Wednesday, September 21, 2016

Joyce Carol Oates - Inspiration for "Where Are You Going..." (9/21/16)


Joyce Carol Oates

Born on June 16, 1938, in Lockport, New York, Joyce Carol Oates spent her childhood on her parents’ farm. Lockport, a small rural town, had struggled economically since the Great Depression, but it provided Oates with a wholesome environment in which to grow up. She attended elementary school in a one-room schoolhouse, where she developed a fascination with writing. Although her parents were not highly educated, they were always supportive of her budding talents. Oates’s grandmother gave her a typewriter when she was a teenager, and in high school she used it to write novels and short stories. She won a scholarship to Syracuse University, where she majored in English and graduated as valedictorian. She subsequently pursued and received a master’s degree in English from the University of Wisconsin. While studying there, she met her future husband, Raymond Smith. Though she kept her maiden name, she would later publish suspense novels under the pseudonym Rosamond Smith.

After marrying Smith in 1962, Oates and her new husband relocated to Detroit, where the bleak atmosphere and social turmoil that characterized Detroit in the 1960s influenced much of Oates’s writing. After securing a teaching position at the University of Windsor in 1968, she and Smith relocated to Canada for a ten-year period. In Canada, they started a small publishing house and literary magazine, the Ontario Review. In 1978, Oates and Smith moved to Princeton, New Jersey, where Oates is currently the Roger S. Berlind Distinguished Professor of Humanities at Princeton University.

Oates’s fiction has garnered much critical acclaim. She is a three-time finalist for the Pulitzer Prize—for Black Water (1992), What I Lived For (1994), and Blonde(2000). In 1970, she won the National Book Award for her novel them (1969). Before winning, she had been a finalist three times—for Wonderland (1971);Because It Is Bitter, and Because It Is My Heart (1990); and Blonde (2000). She won the PEN/Faulkner Award for What I Lived For and a National Book Critics Circle Award for Black Water, among many other achievements. Many of her short stories have won the O. Henry Award, the Pushcart Prize, and inclusion in annual anthology The Best American Short Stories.

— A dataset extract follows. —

PR #1929, opened 2025-03-21
(fix): manage dask cluster from controller

flying-sheep:
I tested this locally with and without `-n auto`.

Due to my 16 cores it failed pretty reliably in parallel mode and now doesn’t.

Aside from the merits of her fiction, Oates is perhaps equally famous for her almost unbelievably large output. After publishing her first novel, With Shuddering Fall, in 1964, Oates has gone on to publish close to fifty novels and novellas, close to thirty collections of short stories, eight books of poetry, eight books of plays, and many volumes of essays and criticism. In 1996, she received the PEN/Malamud Award for a lifetime of literary achievement.

Inspiration for “Where Are You Going, Where Have You Been”, as told by Robert Davidson

In the fall of 1966 Joyce Carol Oates published a short story entitled Where Are You Going, Where Have You Been? The story is dedicated To Bob Dylan. After hearing Oates read a couple of years ago, I asked her why that story was dedicated to Dylan. Was it because the story's title, a ref to A Hard Rain...?
Oates said the real reason she dedicated the story to Dylan was because she'd been inspired to write the story after listening to "It's All Over Now, Baby Blue." As soon as she said that, it made a lot of sense to me. The short story (which is an excellent short story in its own right) has some, perhaps, explicit ties to Dylan's song.

Lines from Dylan's song like:

"The vagabond who's rapping at your door
Is standing in the clothes that you once wore"

are obvious in the short story. But there are other, more intuitive connections as well. More to do with the mood and tone of the story and some of the subtle observations Oates makes about popular music and its effects on kids (she is not preaching). And, I think it should be said, Oates probably views the quality of Dylan's songwriting as an antidote, rather than a poison.